Required action:
Would you tally how many lines in the records include the word "aciConnectorImageBase"? Reply with the number only.

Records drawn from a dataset
PR #797, opened 2019-03-19
chore: pull hyperkube and pause images from MCR

### LINKED ISSUE #122: Use azure k8s builds
We are now hosting kubernetes on MCR/Azure storage and should use these instead of the ones from gcr.

The hypercube images are available at `mcr.microsoft.com/k8s/core/hyperkube-amd64`

The list of tags currently available is:

|tags|
| -- | 
| v1.8.15-azure-c2bd642 |
| v1.8.14-azure-9d72faf |
| v1.9.11-azure-1bfeeb6 |
| v1.11.2-azure-bb9ffb1 |
| v1.10.9-azure-e6ab4ee |
| v1.11.3-azure-a452946 |
| v1.12.1-azure-4ed3216 |
| v1.9.10-azure-0985707 |
| v1.10.8-azure-7eab6a4 |
| v1.10.7-azure-0c38c36 |

Release tarballs are also available for Linux and Windows at `https://azurek8scishared.blob.core.windows.net/kubernetes-release/<version tag>`.
The tarballs don't yet exactly match upstream tarballs exactly, but the layout to get the binaries is the same.

cpuguy83:
**Reason for Change**:

This allows us to provide custom image repos/paths/tags for kubernetes components AND adds overrides to get images from MCR (for available images)

**Issue Fixed**:

Fixes #122 

**Requirements**:

- [x] includes documentation
- [x] adds unit tests

### DIFF
--- a/packer/install-dependencies.sh
+++ b/packer/install-dependencies.sh
@@ -376,7 +376,7 @@ for KUBERNETES_VERSION in ${K8S_VERSIONS}; do
     if [[ $KUBERNETES_VERSION == *"azs"* ]]; then
       HYPERKUBE_URL="msazurestackdocker/hyperkube-amd64:v${KUBERNETES_VERSION}"
     else
-      HYPERKUBE_URL="mcr.microsoft.com/k8s/core/hyperkube-amd64:v${KUBERNETES_VERSION}"
+      HYPERKUBE_URL="upstream.azurecr.io/k8s/core/hyperkube-amd64:v${KUBERNETES_VERSION}"
       CONTAINER_IMAGE="k8s.gcr.io/cloud-controller-manager-amd64:v${KUBERNETES_VERSION}"
       pullContainerImage "docker" ${CONTAINER_IMAGE}
       echo "  - ${CONTAINER_IMAGE}" >> ${RELEASE_NOTES_FILEPATH}
--- a/packer/install-dependencies.sh
+++ b/packer/install-dependencies.sh
@@ -376,7 +376,7 @@ for KUBERNETES_VERSION in ${K8S_VERSIONS}; do
     if [[ $KUBERNETES_VERSION == *"azs"* ]]; then
       HYPERKUBE_URL="msazurestackdocker/hyperkube-amd64:v${KUBERNETES_VERSION}"
     else
-      HYPERKUBE_URL="k8s.gcr.io/hyperkube-amd64:v${KUBERNETES_VERSION}"
+      HYPERKUBE_URL="mcr.microsoft.com/k8s/core/hyperkube-amd64:v${KUBERNETES_VERSION}"
       CONTAINER_IMAGE="k8s.gcr.io/cloud-controller-manager-amd64:v${KUBERNETES_VERSION}"
       pullContainerImage "docker" ${CONTAINER_IMAGE}
       echo "  - ${CONTAINER_IMAGE}" >> ${RELEASE_NOTES_FILEPATH}
--- a/pkg/api/azenvtypes.go
+++ b/pkg/api/azenvtypes.go
@@ -83,7 +83,7 @@ var (
 		ContainerdDownloadURLBase:        "https://storage.googleapis.com/cri-containerd-release/",
 		ImageRepoOverrides: map[string]ImageRepoOverride{
 			"k8s.gcr.io/hyperkube-amd64": {
-				Registry: "mcr.microsoft.com",
+				Registry: "upstream.azurecr.io",
 				Repo:     "k8s/core/hyperkube-amd64",
 				// TODO: Setup tag overrides so we can map upstream versions to Azure k8s versions
 				// For now just using the upstream version works fine.
--- a/pkg/api/azenvtypes.go
+++ b/pkg/api/azenvtypes.go
@@ -36,19 +36,20 @@ type DCOSSpecConfig struct {
 
 //KubernetesSpecConfig is the kubernetes container images used.
 type KubernetesSpecConfig struct {
-	KubernetesImageBase              string `json:"kubernetesImageBase,omitempty"`
-	TillerImageBase                  string `json:"tillerImageBase,omitempty"`
-	ACIConnectorImageBase            string `json:"aciConnectorImageBase,omitempty"`
-	NVIDIAImageBase                  string `json:"nvidiaImageBase,omitempty"`
-	AzureCNIImageBase                string `json:"azureCNIImageBase,omitempty"`
-	CalicoImageBase                  string `json:"CalicoImageBase,omitempty"`
-	EtcdDownloadURLBase              string `json:"etcdDownloadURLBase,omitempty"`
-	KubeBinariesSASURLBase           string `json:"kubeBinariesSASURLBase,omitempty"`
-	WindowsTelemetryGUID             string `json:"windowsTelemetryGUID,omitempty"`
-	CNIPluginsDownloadURL            string `json:"cniPluginsDownloadURL,omitempty"`
-	VnetCNILinuxPluginsDownloadURL   string `json:"vnetCNILinuxPluginsDownloadURL,omitempty"`
-	VnetCNIWindowsPluginsDownloadURL string `json:"vnetCNIWindowsPluginsDownloadURL,omitempty"`
-	ContainerdDownloadURLBase        string `json:"containerdDownloadURLBase,omitempty"`
+	KubernetesImageBase              string                       `json:"kubernetesImageBase,omitempty"`
+	TillerImageBase                  string                       `json:"tillerImageBase,omitempty"`
+	ACIConnectorImageBase            string                       `json:"aciConnectorImageBase,omitempty"`
+	NVIDIAImageBase                  string                       `json:"nvidiaImageBase,omitempty"`
+	AzureCNIImageBase                string                       `json:"azureCNIImageBase,omitempty"`
+	CalicoImageBase                  string                       `json:"CalicoImageBase,omitempty"`
+	EtcdDownloadURLBase              string                       `json:"etcdDownloadURLBase,omitempty"`
+	KubeBinariesSASURLBase           string                       `json:"kubeBinariesSASURLBase,omitempty"`
+	WindowsTelemetryGUID             string                       `json:"windowsTelemetryGUID,omitempty"`
+	CNIPluginsDownloadURL            string                       `json:"cniPluginsDownloadURL,omitempty"`
+	VnetCNILinuxPluginsDownloadURL   string                       `json:"vnetCNILinuxPluginsDownloadURL,omitempty"`
+	VnetCNIWindowsPluginsDownloadURL string                       `json:"vnetCNIWindowsPluginsDownloadURL,omitempty"`
+	ContainerdDownloadURLBase        string                       `json:"containerdDownloadURLBase,omitempty"`
+	ImageRepoOverrides               map[string]ImageRepoOverride `json:"imageRepoOverrides,omitempty"`
 }
 
 //AzureEndpointConfig describes an Azure endpoint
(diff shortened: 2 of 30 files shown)


CecileRobertMichon:
Does this PR replace #753 ?

cpuguy83:
It does.

cpuguy83:
Still a stray gcr pause image in the kubelet config.

packer/install-dependencies.sh
```diff
@@ -268,7 +268,7 @@ echo "  - busybox" >> ${RELEASE_NOTES_FILEPATH}
 K8S_VERSIONS="1.9.10 1.9.11 1.10.12 1.10.13 1.11.7 1.11.8 1.12.5 1.12.6 1.13.3 1.13.4"
 
 for KUBERNETES_VERSION in ${K8S_VERSIONS}; do
-    HYPERKUBE_URL="k8s.gcr.io/hyperkube-amd64:v${KUBERNETES_VERSION}"
+    HYPERKUBE_URL="mcr.microsoft.com/k8s/core/hyperkube-amd64:v${KUBERNETES_VERSION}"
```
CecileRobertMichon: you'll want to add this new repo to `cleanUpContainerImages` in `kubernetesinstalls.sh`

cpuguy83:
I'll also note that I did not expose this new field on vlabs so a user can't (I'm assuming) actually set any overrides yet with this PR and it's only used internally to use mcr.

packer/install-dependencies.sh
cpuguy83: I *think* what's there is good, it's grepping on `hyperkube` and `KUBERNETS_VERSION`, but maybe I'm missing something.

pkg/api/azenvtypes.go
```diff
@@ -78,6 +79,22 @@ var (
...
+				Registry: "mcr.microsoft.com",
+				Repo:     "k8s/core/hyperkube-amd64",
+				// TODO: Setup tag overrides so we can map upstream versions to Azure k8s versions
+				// For now just using the upstream version works fine.
+			},
+			"pause": {
+				Registry: "mcr.microsoft.com",
+				Repo:     "k8s/core/pause",
+				Tags: map[string]string{
+					"3.1": "1.1.0",
```
cpuguy83: We probably want to support globbing for these keys, but maybe as a follow-up.

cpuguy83:
Unit tests for all the things are in.

pkg/api/defaults.go
```diff
@@ -105,7 +105,20 @@ func (cs *ContainerService) setOrchestratorDefaults(isUpdate bool) {
 
 		if o.KubernetesConfig.KubernetesImageBase == "" {
 			o.KubernetesConfig.KubernetesImageBase = cloudSpecConfig.KubernetesSpecConfig.KubernetesImageBase
+
+			// Only copy overrides when the user did not specify an image base for back-compat
+			//
+			// TODO: inject overrides when the user specified overrides but we have overrides
+			// that the user does not?
+			// TODO: Should we just always do this even if the user specified an image base?
```
cpuguy83: Looks like maybe on upgrade overrides are not applied because the derived model from the original deploy has "KubernetesImageBase" set?

packer/install-dependencies.sh
CecileRobertMichon: You're right, no change needed.

CecileRobertMichon:
Unit test job failed on `dep check`:

`# Gopkg.lock is out of sync:
github.com/opencontainers/go-digest: in Gopkg.lock's input-imports, but neither imported nor required`

pkg/api/defaults.go
cpuguy83: Just had a thought, maybe overrides are keyed by image reference instead of component name.
e.g. instead of `{"hyperkube": {// ovrerride }`, do `{"k8s.gcr.io/hyperkube-amd64": { // override }}`

This would require overrides to be more explicit and per cloud, but I think that's generally what we want?

CecileRobertMichon:
The VHD pipeline is failing because 1.14.0 isn't available.

CecileRobertMichon:
linter is failing the unit tests job

cpuguy83:
> --- FAIL: TestSetCustomCloudProfileDefaults (0.00s)

This is failing when the test does a `reflect.DeepEqual` with the custom config against some built in config. The issue is the built-in config has overrides and the custom config does not... it's not clear to me if I've missed something in code or if the test is now just not valid as is anymore.

CecileRobertMichon:
@cpuguy83 can you try rebasing? @honcao recently merged a change that changes `TestSetCustomCloudProfileDefaults`.

cpuguy83:
Same problem :(

cpuguy83:
Trying to rebase this... It's unfortunate there's more hacky code that has gone in here that's made it incredibly difficult to do, at least without writing even more hacky code.

I'm wondering if there's some way we can coalesce the KubernetsSpecConfig (from Azure env) with KubernetsConfig before we are trying to set components up.
I'm really a bit over my head with all of this, no idea what these types are being used for or why there is this split.

pkg/engine/params_k8s.go
```diff
@@ -10,14 +10,26 @@ import (
...
 
-	"github.com/Azure/go-autorest/autorest/to"
-
 	"github.com/Azure/aks-engine/pkg/api"
 	"github.com/Azure/aks-engine/pkg/api/common"
+	"github.com/Azure/go-autorest/autorest/to"
+	"github.com/pkg/errors"
 )
 
+var compToParamImage = map[string]string{
```
jadarsie: Tiny thing. I have the impression that `componentToParamImage` may be slightly easier to read. 
In my head, `comp` did not immediately trigger `component` and I think that `component` was favored across the code base.

jadarsie:
lgtm, @honcao could you please also double check?

jchauncey:
whats the status of this? Im waiting on it so i can complete the rest of the image move work.

packer/install-dependencies.sh
```diff
@@ -375,7 +375,7 @@ for KUBERNETES_VERSION in ${K8S_VERSIONS}; do
     if [[ $KUBERNETES_VERSION == *"azs"* ]]; then
       HYPERKUBE_URL="msazurestackdocker/hyperkube-amd64:v${KUBERNETES_VERSION}"
     else
-      HYPERKUBE_URL="k8s.gcr.io/hyperkube-amd64:v${KUBERNETES_VERSION}"
+      HYPERKUBE_URL="mcr.microsoft.com/k8s/core/hyperkube-amd64:v${KUBERNETES_VERSION}"
```
jchauncey: We should decide if this should be the MCR registry or the new ACR registry. Technically its not supposed to live in MCR.

pkg/api/azenvtypes.go
```diff
@@ -80,6 +81,22 @@ var (
 		VnetCNILinuxPluginsDownloadURL:   "https://acs-mirror.azureedge.net/cni/azure-vnet-cni-linux-amd64-" + AzureCniPluginVerLinux + ".tgz",
 		VnetCNIWindowsPluginsDownloadURL: "https://acs-mirror.azureedge.net/cni/azure-vnet-cni-windows-amd64-" + AzureCniPluginVerWindows + ".zip",
 		ContainerdDownloadURLBase:        "https://storage.googleapis.com/cri-containerd-release/",
+		ImageRepoOverrides: map[string]ImageRepoOverride{
+			"k8s.gcr.io/hyperkube-amd64": {
+				Registry: "mcr.microsoft.com",
```
jchauncey: See above comment about if this should be mcr or not.

pkg/api/azenvtypes.go
```diff
@@ -80,6 +81,22 @@ var (
...
+				Repo:     "k8s/core/hyperkube-amd64",
+				// TODO: Setup tag overrides so we can map upstream versions to Azure k8s versions
+				// For now just using the upstream version works fine.
+			},
+			"k8s.gcr.io/pause-amd64": {
+				Registry: "mcr.microsoft.com",
```
jchauncey: So Im leaning towards keeping this in mcr unless someone has a strong objection to that?

pkg/engine/params_k8s.go
jchauncey: I agree with this as well

pkg/api/azenvtypes.go
cpuguy83: Where should it go to? Are all the versions available there?

jchauncey: I have the following versions:

```
k8s/core/hyperkube-amd64:v1.12.6
k8s/core/hyperkube-amd64:v1.12.7
k8s/core/hyperkube-amd64:v1.13.5
k8s/core/hyperkube-amd64:v1.14.2
k8s/core/hyperkube-amd64:v1.15.0-beta.0
k8s/core/hyperkube-amd64:v1.16.0-alpha.0
```

jchauncey: I tried building earlier versions (1.11 and 1.10) but something has changed with how those are built so my CI job cant build those versions.

jchauncey: The full url would be `upstream.azurecr.io/k8s/core/hyperkube-amd64`

cpuguy83: Ok, I've updated. e2e tests will let us know if we are missing any required versions.

cpuguy83:
How do I get the real errors from these e2e tests?

CecileRobertMichon:
@cpuguy83 looking at https://dev.azure.com/aks-engine/AKS-Engine/_build/results?buildId=1146&view=logs&jobId=7277e1b3-ee82-57b0-6a9a-af833125b779 it looks like the VM extensions are failing with exit code 30 which means kubelet fails to start (see  https://github.com/Azure/aks-engine/blob/master/docs/howto/troubleshooting.md#vmextensionprovisioningerror-or-vmextensionprovisioningtimeout for help on troubleshooting these).

Since it's failing 100% of the time, it should be pretty easy to repro if you deploy a cluster from your branch. Kubelet logs are probably a good place to start to figure out what's going on...

CecileRobertMichon:
the VHD build is failing to pull upstream.azurecr.io/k8s/core/hyperkube-amd64:v1.14.1

```
 timeout 1200 docker pull upstream.azurecr.io/k8s/core/hyperkube-amd64:v1.14.1[0m
2019-05-21T21:40:59.2281221Z [0;32m    azure-arm: Error response from daemon: manifest for upstream.azurecr.io/k8s/core/hyperkube-amd64:v1.14.1 not found: manifest unknown: manifest unknown[0m
```

jchauncey:
We didnt have a 1.14.1 image just a 1.14.2. Im building 1.14.1 now. Retry in a bit

packer/install-dependencies.sh
```diff
@@ -376,7 +376,7 @@ for KUBERNETES_VERSION in ${K8S_VERSIONS}; do
     if [[ $KUBERNETES_VERSION == *"azs"* ]]; then
       HYPERKUBE_URL="msazurestackdocker/hyperkube-amd64:v${KUBERNETES_VERSION}"
     else
-      HYPERKUBE_URL="k8s.gcr.io/hyperkube-amd64:v${KUBERNETES_VERSION}"
+      HYPERKUBE_URL="upstream.azurecr.io/k8s/core/hyperkube-amd64:v${KUBERNETES_VERSION}"
```
qike-ms: Just want to double check if we have all the versions we support today in MCR.

feiskyer: see the comment https://github.com/Azure/aks-engine/pull/797#discussion_r286144437, not all the versions are available. We may need to block this until all the AKS supported versions are pushed to MCR.

jchauncey:
Should we close this PR in favor of the ones @jackfrancis  has opened?

honcao:
@rjaini could you please review this change and verify that it works with Azure Stack.

jchauncey:
I would wait until we have word on whether we are going to abandon this PR in favor of the ones Jack has opened which provide a cleaner abstraction.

Response:
2